En cualquier caso, en el análisis de las protestas, cabe destacar que las redes sociales y las tecnologías de la información conforman otro espacio en el cual se han fraguado las protestas. A veces veo estos discursos hablando de «dentro/afuera» o en el «interior/exterior», como si existiera aún el Muro de Berlín. Ya no hay dentro ni fuera, ni interior ni exterior, hay Sociedad Red. Conviene comprenderla, sacar sus reglas de juego y adecuar el lenguaje y los análisis a la nueva realidad. De lo contrario seguiremos en una ficción, sin comprender realmente la definición del problema y las posibles soluciones.

El concepto ‘Patria’

Con respecto al llamamiento a la violencia por ambas partes:

Cualquier movimiento social, de protesta o acción contestataria que llame a la violencia está condenado al fracaso. A la estigmatización, a la exclusión y al fracaso.

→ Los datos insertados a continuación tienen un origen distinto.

PR #1153, opened 2017-01-18
Fixed #894 by adding a disableScrolling prop

### LINKED ISSUE #894: dialog size
I have a dropdown in a dialog box.  When the drop down is activated, it's cut off because the dialog box isn't big enough.

I tried putting a div with height:100% as a container inside my dialog box.  Didn't work.
I tried styling the dialog box directly with height:100%.  Didn't work.

```
            <Dialog
                actions={this.actions}
                active={this.props.active}
                onEscKeyDown={this.props.onToggle}
                onOverlayClick={this.props.onToggle}
                title='Edit Task' 
                type='fullscreen'
                <p>placeholder</p>
                <Dropdown
                    auto
                    source = {this.dropDownSource}
                    value = {this.state.dropDownValue}
                    onChange = {this.handleDropDownChange}
                />
            </Dialog>

```

2sComplement:
This seems like a good compromise between having scrolling enabled by default, and allowing the ability to disable if required.

### DIFF
--- a/components/dialog/Dialog.js
+++ b/components/dialog/Dialog.js
@@ -17,6 +17,8 @@ const factory = (Overlay, Button) => {
       [props.theme.active]: props.active
     }, props.className);
 
+    const bodyClassName = props.disableScrolling ? props.theme.body : classnames(props.theme.body, props.theme.scroll);
+
     return (
       <Overlay
         active={props.active}
@@ -27,7 +29,7 @@ const factory = (Overlay, Button) => {
         onMouseUp={props.onOverlayMouseUp}
       >
         <div data-react-toolbox='dialog' className={className}>
-          <section role='body' className={props.theme.body}>
+          <section role='body' className={bodyClassName}>
             {props.title ? <h6 className={props.theme.title}>{props.title}</h6> : null}
             {props.children}
           </section>
@@ -47,6 +49,7 @@ const factory = (Overlay, Button) => {
     active: PropTypes.bool,
     children: PropTypes.node,
     className: PropTypes.string,
+    disableScrolling: PropTypes.bool,
     onEscKeyDown: PropTypes.func,
     onOverlayClick: PropTypes.func,
     onOverlayMouseDown: PropTypes.func,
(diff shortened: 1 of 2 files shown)


javivelasco:
Agree! Thanks :)

2sComplement:
@javivelasco I know npm is currently on v2.0.0-beta, but is there a way to get this fix in an npm version 1.3.5?

javivelasco:
Limited time on my side :( If you really need it, you can open a PR with the fix to master and I'll be happy to release a patch

2sComplement:
I was hoping to update [react-toolbox bindings](https://github.com/2sComplement/fable-react-toolbox) for [Fable](http://fable.io/), so a patch would help. As a side-note, you may be interested in that project anyway.

Going back to my original question, I'm confused. This PR was to master, no?

javivelasco:
Sorry, I'm stupid! I thought it was a fix merged for the current `dev`. Of course I can release a new patch from master. Sorry about the confusion! Gonna check the project, looks interesting! thank you!

2sComplement:
No worries, I can PR into ``dev`` if you want. I figured at some point you'll be merging into master anyways 😄.

landabaso:
Sorry to pop this up again.

I believe it should have been:

```
.scroll {
   overflow-y: scroll;
 }
```

instead of current:
```
.scroll {
   overflow: hidden;
 }
```
Is it there any reasoning behind I'm missing?
As it is now, it is not possible to scroll.

2sComplement:
@landabaso you are correct. I had originally coded the fix on my Windows machine but the build seems to fail on Windows so I switched to Linux to test and commit the fix and 💥. I just submitted #1199 which should fix the problem.

landabaso:
Thanks! There's yet another issue that we should consider.
I'm not sure using vh for implementing Dialogs is a good idea.

Note that when the Dialogs are large enough to overflow, then the bottom part of Dialogs will be hidden behind the toolbars in iOS and (now also) Chrome in Android. The reason is the way vh is implemented in those devices.

You can read more about that issue here:

https://nicolas-hoizey.com/2015/02/viewport-height-is-taller-than-the-visible-part-of-the-document-in-some-mobile-browsers.html

Since iOS and Android amount for a GREAT percentage of the browsers out there I believe it would be appropriate to consider alternatives.

javivelasco:
Fix merged. I'm releasing `master` in a couple of days... so busy!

El discurso de reducir a dos categorías la sociedad cubana de 2021, entre revolucionarios-comunistas y contrarrevolucionarios-mercenarios, es errónea. Es una ficción peligrosa. Y animar a los unos a emplear la violencia sobre los «otros» es cuanto menos una temeridad y un acto de irresponsabilidad con consecuencias que espero no ver. Cuba hoy es una sociedad diversa, con múltiples interacciones con otras realidades y sociedades, las remesas también son culturales y estas conforman parte de la identidad de los cubanos. Provoca rechazo a día de hoy no defender en Cuba, bajo el régimen que sea, que una persona puede tener otras ideologías, y que nadie está en el derecho de ejercer la violencia contra «los otros» por el mero hecho de opinar y actuar de manera diferente o en desacuerdo a lo establecido.

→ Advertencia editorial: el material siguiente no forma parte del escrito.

PR #1154, opened 2017-01-18
Typescript: document  Input methods

Strate:
As described in the docs:

blur used to blur the input element.
focus used to focus the input element.

http://react-toolbox.com/#/components/input


javivelasco:
Cool! Thanks!

Issue #1118, opened 2017-01-06
Create a test / spec for typescript definition


panjiesw:
As the lib is not originally authored in typescript, the definition is written manually by hand, thus may introduce an incomplete definition, or typo, error, etc for the ts users.

Should we make some kind of type checking for the definition into the build/test step? We can do it like the type registration in [DefinetlyTyped](https://github.com/DefinitelyTyped/DefinitelyTyped), where there is a spec only typescript file importing all the components, which purpose is only for type checking. 

For example we can define the `spec` directory as a typescript project (put a `tsconfig.json` into this), then we write a ts file importing all the component, then run the `tsc` compiler against it. This way any contribution to typescript definition of `react-toolbox` will be either type checked by IDE/editor or the `tsc` compiler.

javivelasco:
This would be perfect. Would you create a PR for this? It would be very helpful specially for me since I bever used Typescript

panjiesw:
Sure, I'll get into this soon. Should I include this in #1114 ?

javivelasco:
I'd make itnin a separate PR, I'm merging that one now

Issue #935, opened 2016-11-06
Add "export" to Props interface definition in all component index.d.ts files


uds:
Having standard Props interface defined as private makes it impossible to reuse the Props definition when creating your own custom version of the component.

javivelasco:
Anybody helping with this?

nidu:
Is anybody doing it? I'd like to slightly extend some components in my app and reusing existing props would be very convenient.

This sounds quite simple. Just exporting props won't break anything and actually we're not exposing more than already exposed because Props are a part of API

javivelasco:
Not that I know @nidu!

PR #1163, opened 2017-01-20
Typescript definitions validation

panjiesw:
This is a follow up attempt of the one described in #1118 .

- [x] Add typescript compiler and types dependencies.
- [x] Add task to package.json to validate definitions (without emitting the compiled result).
- [x] Add components spec written in typescript in `spec/ts` directory.

The third one is a going to be a while. I think it's necessary to write them so anyone contributing any ts definitions can try to use it there. But I'm open to any other suggestion of how to achieve the intention.


javivelasco:
How is this going? What do you think about #935?

panjiesw:
@javivelasco slow, unfortunately... :frowning_face: 

#935 is already implemented in `1.3.4` actually. The props and theme interfaces are all already exported in index.d.ts when I did the restructure.

javivelasco:
Don't worry, take your time! I'm closing that one then

Kikobeats:
IMHO would be better move this specific typescript rules in a separate and complementary package, like `react-toolbox-definitions`

panjiesw:
@javivelasco do you still interested in this? Or should we separate the typescript stuff outside this repo as @Kikobeats said?

panjiesw:
@javivelasco it's done now, it can be merged if you still have interest in this

javivelasco:
Gotta check it out in more detail, patience! :)

stereokai:
@panjiesw  @javivelasco when this is merged, would it be possible to use react-toolbox with typescript?

panjiesw:
You can use `react-toolbox` with typescript just fine right now both in stable `1.3.4` and beta `2.0.0-beta.6`.

This PR is more of an enhancement for the development of `react-toolbox` and its typescript definitions, so that typescript users will have more pleasant experience when creating app with those wonderful tools (react-toolbox and typescript) :smile:

stereokai:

Las peticiones de una parte de los cubanos-americanos pidiendo a EEUU una intervención militar en la isla da muestras del nivel bajo y de la falta de preparación de este colectivo como actor polìtico o como oposición seria estructurada. Y también una muestra del poco apego a su conciudadanía. ¿Vais a mandar a los americanos a formar un charco de sangre, una orgía de torturas y violaciones de vuestros familiares, vecinos y amigos?? Lo siento, no tenéis vergüenza.

Una intervención militar en Cuba acabaría con otro Estado Fallido. Igual que Libia, Siria, Irak o Afganistán. Otra cosa igual no, pero Cuba lleva 62 años preparándose para una posible invasión. Y si EEUU quiere tomar la isla, la tomará, pero no la dominará nunca. Para empezar, porque si esto ocurre, buena parte de la gente que está en la calle protestando hoy, combatiría esa invasión. El sentido del concepto «Patria» en Cuba, es quizás, el sentimiento más íntimamente arraigado.

Esta batalla no la va a ganar quien más palos dé, ni quien más tiros pegue o quien más veces diga «pinga». Esta batalla la va a ganar quien salga a la palestra liderando la conciliación, calmando a todos los ciudadanos y poniendo sobre la mesa las mejores soluciones que pueda. Y quien deje pasar ese tren de liderar la conciliación y las soluciones, lo cogerá otro.